Various novel computing architectures, like massively parallel and multi-core, as well as computing accelerators, like GPUs or TPUs, continue to emerge regularly. In order to harvest the performance benefits of these architectures to the full extent and speed up the simulation, the source code has to be inevitably rewritten, sometimes almost completely. The biggest challenge here in terms of complexity, variety and size is linearization procedure since it depends on the governing equations, choice of primary unknowns, physical/chemical phenomena taken into account, and other factors.

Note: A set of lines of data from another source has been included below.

Issue #2072, opened 2026-06-22
[FEATURE] Add Azure/Microsoft Foundry model backend support


marosset:
### 📋 Prerequisites

- [x] I have searched the [existing issues](./issues) to avoid creating a duplicate
- [x] By submitting this issue, you agree to follow our [Code of Conduct](https://github.com/kagent-dev/kagent/blob/main/CODE_OF_CONDUCT.md)

### 📝 Feature Summary

Add Azure Foundry model provider/backend support

### ❓ Problem Statement / Motivation

Foundry provides a unified platform for deploying and consuming multiple model families on Azure. kagent users should be able to configure agents against foundry deployments directtly, using Azure-native endpoints and identity.

https://azure.microsoft.com/en-us/products/ai-foundry/models/

Supporting this feature allows users to use their existing Azure AI infrastructure, governance, and identity setup

### 💡 Proposed Solution

Add a dedicated `AzureFoundry` provider with:

- A new provider-specific `AzureFoundryConfig` in `ModelConfig`
- Auth modes for:
  - static API key
  - Azure Workload Identity
  - API key passthrough
- Provider-assisted Azure Workload Identity wiring when kagent owns the generated ServiceAccount:
  - add `azure.workload.identity/use: "true"` pod label
  - add `azure.workload.identity/client-id` ServiceAccount annotation
  - optionally add `azure.workload.identity/tenant-id`
- Standard Kubernetes `ConfigMap`/`Secret` refs for endpoint/client ID/tenant ID values, so ASO (more details below) can export required values without kagent taking a hard dependency on ASO CRDs
- Foundry-specific runtime configuration names rather than reusing Azure OpenAI env vars
- Support for existing `spec.tls` behavior

### 🔄 Alternatives Considered

Reuse or augment the AzureOpenAI provider. Foundry should be a first-class backend with its own config for a better user experience

### 🎯 Affected Service(s)

Multiple services / System-wide

### 📚 Additional Context

Azure Service Operator (ASO) (https://github.com/Azure/azure-service-operator) is a Kubernetes operator that manages Azure resources using Kubernetes custom resources. For this feature, ASO is relevant because users may provision Azure Foundry-related Azure resources from Kubernetes, such as Cognitive Services accounts, Foundry projects, model deployments, user-assigned managed identities, federated identity credentials, and role assignments.

[...]

PR #2091, opened 2026-06-25
Azure foundry backend

marosset:
## Summary

Adds first-class Azure AI Foundry model provider support to kagent for both chat
completions and long-term memory embeddings. The provider is implemented in the Go
ADK and gated to the Go declarative runtime.

Authentication is **implicit** (no auth-type selector, mirroring `GeminiVertexAI`):
if an API key Secret is set it is used, otherwise the Go runtime authenticates with
Azure Workload Identity via `DefaultAzureCredential`, acquiring Cognitive Services
(Foundry) data-plane tokens through the Azure SDK. Workload Identity is wired
through the generic agent deployment fields (pod label + ServiceAccount
annotations) rather than Foundry-specific CRD fields.

## What Changed

- Added `Foundry` as a `v1alpha2` `ModelConfig` provider and ADK runtime model
- Added `FoundryConfig` (`endpoint`, `endpointFrom`, `deployment`, `apiVersion`)
  and the corresponding pod env vars
- Implicit auth: API key (`FOUNDRY_API_KEY`) or Azure Workload Identity via
  `DefaultAzureCredential`, scoped to `https://cognitiveservices.azure.com/.default`
- Provider readiness fails fast when no credential resolves
- Added `endpointFrom` to resolve the endpoint from a `ConfigMap` (Azure Service
  Operator integration)
- Added Foundry memory embedding provider (768-dim), Go runtime only
- Restricted Foundry (chat, summarizer, and memory embedding) to the Go runtime;
  the controller rejects other runtimes
- Added Foundry create/edit support and a curated chat model catalog to the UI
- Added focused unit tests and a mock-based memory-embedding e2e test
- Added user docs (`docs/azure-foundry.md`) and the CRD reference entry

Note: Claude (Anthropic) models on Foundry are not yet supported — planned as a
follow-up.

## Validation

- Verified Foundry Workload Identity end-to-end against a live AKS / Foundry
  deployment (`disableLocalAuth: true`, no keys): agent chat and memory save/load
  both working
- Verified Foundry API-key auth against a Foundry resource
- Verified web UI create/edit behaviors

Fixes #https://github.com/kagent-dev/kagent/issues/2072


go/adk/pkg/models/foundry.go
```diff
@@ -0,0 +1,139 @@
...
+	Endpoint   string
+	Deployment string
+	APIVersion string
+	AuthType   string
+}
+
+const (
+	foundryAuthTypeAPIKey            = "APIKey"
+	foundryAuthTypeWorkloadIdentity  = "WorkloadIdentity"
+	foundryAuthTypeAPIKeyPassthrough = "APIKeyPassthrough"
```
EItanya: Why are these defined here and in `go/api/adk/types.go`?

go/api/v1alpha2/modelconfig_types.go
```diff
@@ -310,6 +312,93 @@ type SAPAICoreConfig struct {
...
 }
 
+// FoundryAuthType identifies the authentication mode for Foundry.
+// +kubebuilder:validation:Enum=APIKey;WorkloadIdentity;APIKeyPassthrough
+type FoundryAuthType string
+
+const (
+	FoundryAuthTypeAPIKey            FoundryAuthType = "APIKey"
+	FoundryAuthTypeWorkloadIdentity  FoundryAuthType = "WorkloadIdentity"
+	FoundryAuthTypeAPIKeyPassthrough FoundryAuthType = "APIKeyPassthrough"
```
EItanya: A third place this is defined...

EItanya:
Hey there, I'm really sorry for not reviewing this earlier. I really thought I had left a review but it's still in pending 🙈, I will review this tomorrow AM. Thanks for the patience!

docs/azure-foundry.md
EItanya, line 1: Can you move this doc under examples? If you want a doc on the website you'll have to add it to https://github.com/kagent-dev/website/

go/adk/pkg/auth/token.go
```diff
@@ -70,10 +70,17 @@ func (s *KAgentTokenService) GetToken() string {
...
+// The kagent token is only a DEFAULT credential for calls to the kagent API. If
+// the caller already set an Authorization header (for example the memory
+// embedding provider attaching a provider-specific API key or an Azure/Foundry
+// Workload Identity bearer token for an external endpoint), it is preserved —
+// otherwise the shared HTTP client would clobber that credential with the
+// kagent token and the external service would reject it.
 func (s *KAgentTokenService) AddHeaders(req *http.Request) {
 	req.Header.Set("X-Agent-Name", s.appName)
-	if token := s.GetToken(); token != "" {
+	if token := s.GetToken(); token != "" && req.Header.Get("Authorization") == "" {
```
EItanya: This essentially just ignores the `KagentTokenService` functionality altogether. I don't like how magical this is, should we just not add this token service when using `Foundry`?

go/adk/pkg/embedding/embedding.go
```diff
@@ -368,3 +375,155 @@ func normalizeL2(vec []float32) []float32 {
...
+const foundryCognitiveServicesScope = "https://cognitiveservices.azure.com/.default"
+
+type foundryTokenCredential interface {
+	GetToken(context.Context, policy.TokenRequestOptions) (azcore.AccessToken, error)
+}
+
+// foundryCredentialFactory constructs the Azure credential for the implicit
+// Workload Identity auth path. It is a package variable so tests can inject a
+// fake credential.
+var foundryCredentialFactory = func() (foundryTokenCredential, error) {
```
EItanya: Can we pass this in rather than having a global `var func`

go/adk/pkg/embedding/embedding.go
```diff
@@ -368,3 +375,155 @@ func normalizeL2(vec []float32) []float32 {
...
+	if deployment == "" {
+		return nil, fmt.Errorf("deployment is required for Foundry embeddings")
+	}
+	apiVersion := p.config.APIVersion
+	if apiVersion == "" {
+		apiVersion = os.Getenv("FOUNDRY_API_VERSION")
+	}
+	if apiVersion == "" {
+		apiVersion = "2024-10-21"
+	}
```
EItanya: The way that these waterfall conditionals work makes sense, but look kinda weird, is there a cleaner way we can do this?

go/adk/pkg/embedding/embedding.go
```diff
@@ -368,3 +375,155 @@ func normalizeL2(vec []float32) []float32 {
...
+
+	requestURL, err := foundryEmbeddingsURL(endpoint, deployment, apiVersion)
+	if err != nil {
+		return nil, err
+	}
+	reqBody := map[string]any{
+		"input":      texts,
+		"dimensions": TargetDimension,
+	}
```
EItanya: Can we add an internal struct for this?

go/adk/pkg/embedding/embedding.go
```diff
@@ -368,3 +375,155 @@ func normalizeL2(vec []float32) []float32 {
...
+// OpenAI-compatible data plane. Authentication is implicit and mirrors the
+// Foundry chat model: FOUNDRY_API_KEY is used when set, otherwise the provider
+// authenticates with DefaultAzureCredential (Azure Workload Identity in-cluster).
+type foundryProvider struct {
+	config     *adk.EmbeddingConfig
+	httpClient *http.Client
+	credential foundryTokenCredential
+}
+
+func (p *foundryProvider) generate(ctx context.Context, texts []string) ([][]float32, error) {
```
EItanya: It feels a bit weird that this function does so much at generate time, rather than construction time. Can we add more of this to a one time op?

go/adk/pkg/embedding/embedding.go
EItanya: In fact you have one defined below

go/adk/pkg/models/foundry.go
```diff
@@ -0,0 +1,152 @@
...
+//   - https://learn.microsoft.com/en-us/azure/ai-foundry/model-inference/concepts/endpoints
+//   - https://learn.microsoft.com/en-us/azure/ai-foundry/foundry-models/concepts/models-sold-directly-by-azure
+//
+// Authentication is implicit: if FOUNDRY_API_KEY is set it is used as the
+// data-plane API key; otherwise the model authenticates with
+// DefaultAzureCredential, which resolves to Azure Workload Identity in-cluster
+// (or the az CLI in local development).
+func NewFoundryModelWithLogger(ctx context.Context, config *FoundryConfig, logger logr.Logger) (*OpenAIModel, error) {
+	endpoint := config.Endpoint
+	if endpoint == "" {
```
EItanya: You are using these env vars a lot, can you define them as consts or getters somewhere for these functions to access? Also, is this the same http client as the embeddings which can have a shared constructor?

go/adk/pkg/models/foundry.go
```diff
@@ -0,0 +1,152 @@
...
+	"github.com/Azure/azure-sdk-for-go/sdk/azcore/policy"
+	"github.com/Azure/azure-sdk-for-go/sdk/azidentity"
+	"github.com/go-logr/logr"
+	"github.com/openai/openai-go/v3"
+	"github.com/openai/openai-go/v3/option"
+)
+
+// foundryCognitiveServicesScope is the Azure data-plane scope used to request
+// tokens for the Foundry / Azure AI Services OpenAI-compatible API.
+const foundryCognitiveServicesScope = "https://cognitiveservices.azure.com/.default"
```
EItanya: defined twice

go/adk/pkg/models/foundry.go
```diff
@@ -0,0 +1,152 @@
...
+type foundryTokenCredential interface {
+	GetToken(context.Context, policy.TokenRequestOptions) (azcore.AccessToken, error)
+}
+
+// foundryCredentialFactory constructs the Azure credential used for the implicit
+// Workload Identity auth path. It is a package variable so tests can inject a
+// fake credential.
+var foundryCredentialFactory = func() (foundryTokenCredential, error) {
+	return azidentity.NewDefaultAzureCredential(nil)
+}
```
EItanya: This is all the same as embeddings

go/core/internal/controller/translator/agent/adk_api_translator.go
```diff
@@ -869,6 +894,68 @@ func (a *adkApiTranslator) translateModel(ctx context.Context, namespace, modelC
...
+						LocalObjectReference: corev1.LocalObjectReference{
+							Name: model.Spec.APIKeySecret,
+						},
+						Key: model.Spec.APIKeySecretKey,
+					},
+				},
+			})
+		}
+
+		if endpoint != "" {
```
EItanya: This will always be set when `resolveFoundryEndpoint` returns

go/core/internal/controller/translator/agent/adk_api_translator.go
```diff
@@ -869,6 +894,68 @@ func (a *adkApiTranslator) translateModel(ctx context.Context, namespace, modelC
...
+			modelDeploymentData.EnvVars = append(modelDeploymentData.EnvVars, corev1.EnvVar{
+				Name:  env.FoundryEndpoint.Name(),
+				Value: endpoint,
+			})
+		}
+		if cfg.Deployment != "" {
```
EItanya: This is required by the API

go/core/internal/controller/translator/agent/compiler.go
```diff
@@ -210,12 +210,24 @@ func (a *adkApiTranslator) validateAgent(ctx context.Context, agent v1alpha2.Age
 	return nil
 }
 
+// requireFoundryGoRuntime returns an error if a Foundry model is used with a
+// non-go declarative runtime. Foundry is only supported by the Go ADK runtime.
+func requireFoundryGoRuntime(agent v1alpha2.AgentObject, modelType string) error {
```
EItanya, line 224: Can we make this a `CEL` rule on the API?

marosset:
> Hey there, I'm really sorry for not reviewing this earlier. I really thought I had left a review but it's still in pending 🙈, I will review this tomorrow AM. Thanks for the patience!

Hi @EItanya  - no worries and that for the review. Between your initial review and submitting the comments, I reworked the PR to align how auth works to be closer to how the other backend providers work when APIKey isn't set. This does require that some extra labels / annotations be set for the service account and agent pod. I think these changes should address a lot of the inline comments.

Here is an overview of what I changed
- Simplified the auth model. Auth is now implicit and mirrors `GeminiVertexAI` - if an API Key is set it is used, otherwise the authenticates with `DefaultAzureCredential` (which would use workload identity in-cluster).
- Removed all the azure-specific fields from the CRDs (which should also resolve the copilot comments)
- Removed the foundry-sepcific token bypass. All provider auth now lives in the HTTP clients and there is no special behavior for Foundry. I did make small change so clients could specify its own auth header (which would previously get overwritten) which lets the embedding model http clients reuse it. I'm happy to make further updates here if desired.
- Scoped all these changes under the Go runtime (for now) 


Could you take another look at the changes (and usage in the `azure-foundry.md` doc) with a focus on the overall design? 
If the design looks good I will proceed with the code changes/cleanup and moving the docs.

Thanks in advance!

go/api/v1alpha2/modelconfig_types.go
marosset: these have been removed

go/adk/pkg/models/foundry.go
marosset: these have been removed

docs/azure-foundry.md
marosset: I removed it and will make an update to the website with the same info - thanks!

go/adk/pkg/models/foundry.go
marosset: I consolidated everything and moved the consts, token handleing, and bearer token management to a new azureai package. Both the models and embedding clients now use this.

go/adk/pkg/embedding/embedding.go
marosset: Done, the credential is passed into a newFoundryProvider(cfg, cred) method

go/adk/pkg/embedding/embedding.go
marosset: i cleaned this up and consolidated the logic in a `ResolveFoudry` method in the new/shared azureai pkg

go/adk/pkg/embedding/embedding.go
marosset: this has been removed in the new iteration

go/adk/pkg/embedding/embedding.go
marosset: updated!

go/adk/pkg/models/foundry.go
marosset: Consts are defined in the new azureai pkg and now the model and embeddings share the `azureai.NewOpenAIClient` constructor which builds a openai-go client for both

go/adk/pkg/models/foundry.go
marosset: de-duped

go/adk/pkg/auth/token.go
marosset: These changes are no longer needed. So i'm reverting them

go/core/internal/controller/translator/agent/compiler.go
marosset: I don't think I can make a CEL rule for this (the Agent to get the runtime and the ModelConfig) thoughts?

marosset:
@EItanya Could you take another look when you get a chance? I think the PR is in a much better state now, thanks

go/api/v1alpha2/modelconfig_types.go
```diff
@@ -312,6 +314,48 @@ type SAPAICoreConfig struct {
...
+	// (e.g., https://my-account.cognitiveservices.azure.com/).
+	// Mutually exclusive with EndpointFrom.
+	// +optional
+	Endpoint string `json:"endpoint,omitempty"`
+
+	// EndpointFrom resolves the Foundry endpoint from an external source, such
+	// as a ConfigMap written by Azure Service Operator. Mutually exclusive with
+	// Endpoint.
+	// +optional
+	EndpointFrom *FoundryEndpointSource `json:"endpointFrom,omitempty"`
```
EItanya: Why do we need nested fields here, can't this just be `EndpointFrom *corev1.ConfigMapKeySelector`

go/api/adk/types.go
```diff
@@ -387,20 +418,40 @@ type EmbeddingConfig struct {
...
+	// (account endpoint / deployment name / api-version). They are currently
+	// populated only for the "foundry" provider, whose auth is implicit
+	// (FOUNDRY_API_KEY, else DefaultAzureCredential).
+	//
+	// TODO: these are not Foundry-specific. The "azure_openai" provider uses the
+	// same triplet (v1alpha2.AzureOpenAIConfig azureEndpoint/azureDeployment/
+	// apiVersion) and should be migrated onto these fields. Today
+	// azureOpenAIProvider reads EmbeddingConfig.BaseUrl, which
+	// ModelToEmbeddingConfig never sets for AzureOpenAI, so azure_openai memory
+	// embeddings do not work on the Go runtime.
```
EItanya: How much work would this cleanup be? This does feel like a bit of a hack.

EItanya (changes requested):

go/api/adk/types.go
marosset: I was planning on doing this in a follow up PR but I can make include them in this PR

go/api/v1alpha2/modelconfig_types.go
marosset: That should work. Let me update

marosset: Updated!

go/api/adk/types.go
marosset: I unified auth for foundry and Azure OpenAI. 

I validated that after these changes both Azure OpenAI and Foundry models work for both chat and embedding for both APIkey and implicit (workload identity) auth with in Go and also that Azure OpenAI APIKey auth continues to work in Python.

@EItanya please take another look when you get a chance and thanks!

EItanya (commented):
> First-pass AI review using Codex (GPT-5). These findings should be validated by a maintainer.

I found a few potential issues:

1. **Credential leakage when `OPENAI_API_KEY` is present.** In the API-key branch, `NewOpenAIClient` adds `Api-Key` but does not override the OpenAI SDK's automatic `OPENAI_API_KEY` handling. An agent combining OpenAI with Foundry can therefore send the OpenAI key to the Azure endpoint as `Authorization: Bearer ...` alongside the Foundry `Api-Key`. I reproduced this by running the focused tests with `OPENAI_API_KEY=dummy`; both `TestNewOpenAIClientAPIKey` and `TestFoundryProviderAPIKey` observed the unexpected Authorization header. This shared client also affects Azure OpenAI.

2. **`endpointFrom` changes do not reconcile dependent agents.** The endpoint is read from the ConfigMap and copied into the generated agent config/environment, but the ConfigMap watch only detects references directly present in the Agent spec. It does not follow `Agent -> ModelConfig -> foundry.endpointFrom`. Updating an ASO-managed ConfigMap after the agent becomes ready therefore leaves the running agent on the old endpoint.

3. **The UI cannot safely edit `endpointFrom` configurations.** Edit mode flattens provider values with `String(value)`, turning the selector into `"[object Object]"`. The form then requires an inline `endpoint`, and submission rebuilds `spec.foundry` from the flattened parameters. A valid YAML-created ModelConfig using `endpointFrom` is either blocked from saving or loses the selector when an inline endpoint is entered.

4. **`apiKeyPassthrough` is accepted for Foundry but ignored.** CRD validation permits `apiKeyPassthrough: true`, but the Foundry translator does not copy it into `adk.Foundry.BaseModel`, and the Foundry runtime has no passthrough handling. With no static secret, it silently selects DefaultAzureCredential instead of forwarding the incoming token.

Minor documentation mismatch: the PR description says `docs/azure-foundry.md` was added, but that file is not present in the current diff.

marosset:
> > First-pass AI review using Codex (GPT-5). These findings should be validated by a maintainer.
> 
> I found a few potential issues:
> 
> 1. **Credential leakage when `OPENAI_API_KEY` is present.** In the API-key branch, `NewOpenAIClient` adds `Api-Key` but does not override the OpenAI SDK's automatic `OPENAI_API_KEY` handling. An agent combining OpenAI with Foundry can therefore send the OpenAI key to the Azure endpoint as `Authorization: Bearer ...` alongside the Foundry `Api-Key`. I reproduced this by running the focused tests with `OPENAI_API_KEY=dummy`; both `TestNewOpenAIClientAPIKey` and `TestFoundryProviderAPIKey` observed the unexpected Authorization header. This shared client also affects Azure OpenAI.
> 2. **`endpointFrom` changes do not reconcile dependent agents.** The endpoint is read from the ConfigMap and copied into the generated agent config/environment, but the ConfigMap watch only detects references directly present in the Agent spec. It does not follow `Agent -> ModelConfig -> foundry.endpointFrom`. Updating an ASO-managed ConfigMap after the agent becomes ready therefore leaves the running agent on the old endpoint.
> 3. **The UI cannot safely edit `endpointFrom` configurations.** Edit mode flattens provider values with `String(value)`, turning the selector into `"[object Object]"`. The form then requires an inline `endpoint`, and submission rebuilds `spec.foundry` from the flattened parameters. A valid YAML-created ModelConfig using `endpointFrom` is either blocked from saving or loses the selector when an inline endpoint is entered.
> 4. **`apiKeyPassthrough` is accepted for Foundry but ignored.** CRD validation permits `apiKeyPassthrough: true`, but the Foundry translator does not copy it into `adk.Foundry.BaseModel`, and the Foundry runtime has no passthrough handling. With no static secret, it silently selects DefaultAzureCredential instead of forwarding the incoming token.
> 
> Minor documentation mismatch: the PR description says `docs/azure-foundry.md` was added, but that file is not present in the current diff.

I addressed #1 and #4.
For #3 I had considered that but think that the use endpointFrom use case will be primarily though deployments done outside of the UI (with ASO + yaml based agents) so i think that should be OK as long as it gets documented in the followup PR to Website, what do you think?

marosset:
I also addressed #2, thanks for the reviews so far @EItanya

EItanya (approved):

Here we present a version of DARTS fully offloaded to GPU device with efficient linear and nonlinear solvers.

Previously implemented linearization procedure at GPU device3 was recently complimented with advanced linear solver. At the moment, DARTS is capable of performing the solution of the linear systems arising from any existing physical engine entirely on GPU. Using publicly available cuBLAS, cuSPARSE and AMGX libraries, complemented by our own developed two-stage CPR reduction preconditioner, the linear solver is capable to run 10x-15x faster than on a CPU for large enough models. Fig.2 shows the performance of simulation on full SPE10 model with the original dead-oil physics (~2.2M unknowns) and compositional physics representing supercritical CO2 injection for Enchanced Oil Recovery (~4.4M unknowns).

Fig.2: DARTS simulations on CPU and GPU (in log scale) for the SPE10 reservoir with original dead-oil (2 equations per block) and compositional (4 equations per block) physical kernels.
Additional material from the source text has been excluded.